Start at the line that contains "--- a/src/urllib3/connection.py". Repeat it and each line after it, exactly, up to and including the final line of the data.

···

PR #5122, opened 2026-07-17
reject ambiguous Content-Length/Transfer-Encoding request framing

nishat-06:
`HTTPConnection.request()` picks one framing mode but never rejects a caller supplying both, so `headers={"Content-Length": "5", "Transfer-Encoding": "chunked"}` sends the body Content-Length-framed while still emitting the caller's `Transfer-Encoding: chunked` verbatim, and `chunked=True` alongside a caller-supplied `Content-Length` chunk-encodes the body while still emitting the `Content-Length`. Both put two framing headers on the wire, which RFC 9112 Section 6.3 tells senders not to do, and it matters when an application forwards client-supplied headers through urllib3 (a proxy or gateway), since a front-end honouring one header and a back-end honouring the other disagree on where the body ends. http.client has the same shape and doesn't reject it either, so the check has to live here, and it raises before `putrequest()` so nothing goes out; HTTP/2 already drops `transfer-encoding` and the emscripten path leaves framing to the browser, so this is the only affected path.

### DIFF
--- a/src/urllib3/connection.py
+++ b/src/urllib3/connection.py
@@ -493,6 +493,14 @@ class HTTPConnection(_HTTPConnection):
         if headers is None:
             headers = {}
         header_keys = frozenset(to_str(k.lower()) for k in headers)
+        if "content-length" in header_keys and (
+            chunked or "transfer-encoding" in header_keys
+        ):
+            raise ValueError(
+                "Content-Length and Transfer-Encoding can't both be set, "
+                "the framing of the request would be ambiguous "
+                "(RFC 9112 Section 6.3)"
+            )
         skip_accept_encoding = "accept-encoding" in header_keys
         skip_host = "host" in header_keys
         self.putrequest(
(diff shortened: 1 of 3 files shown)


src/urllib3/connection.py
```diff
@@ -493,6 +493,14 @@ def request(  # type: ignore[override]
         if headers is None:
             headers = {}
         header_keys = frozenset(to_str(k.lower()) for k in headers)
+        if "content-length" in header_keys and (
```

···

__Answer__.
--- a/src/urllib3/connection.py
+++ b/src/urllib3/connection.py
@@ -493,6 +493,14 @@ class HTTPConnection(_HTTPConnection):
         if headers is None:
             headers = {}
         header_keys = frozenset(to_str(k.lower()) for k in headers)
+        if "content-length" in header_keys and (
+            chunked or "transfer-encoding" in header_keys
+        ):
+            raise ValueError(
+                "Content-Length and Transfer-Encoding can't both be set, "
+                "the framing of the request would be ambiguous "
+                "(RFC 9112 Section 6.3)"
+            )
         skip_accept_encoding = "accept-encoding" in header_keys
         skip_host = "host" in header_keys
         self.putrequest(
(diff shortened: 1 of 3 files shown)


src/urllib3/connection.py
```diff
@@ -493,6 +493,14 @@ def request(  # type: ignore[override]
         if headers is None:
             headers = {}
         header_keys = frozenset(to_str(k.lower()) for k in headers)
+        if "content-length" in header_keys and (
```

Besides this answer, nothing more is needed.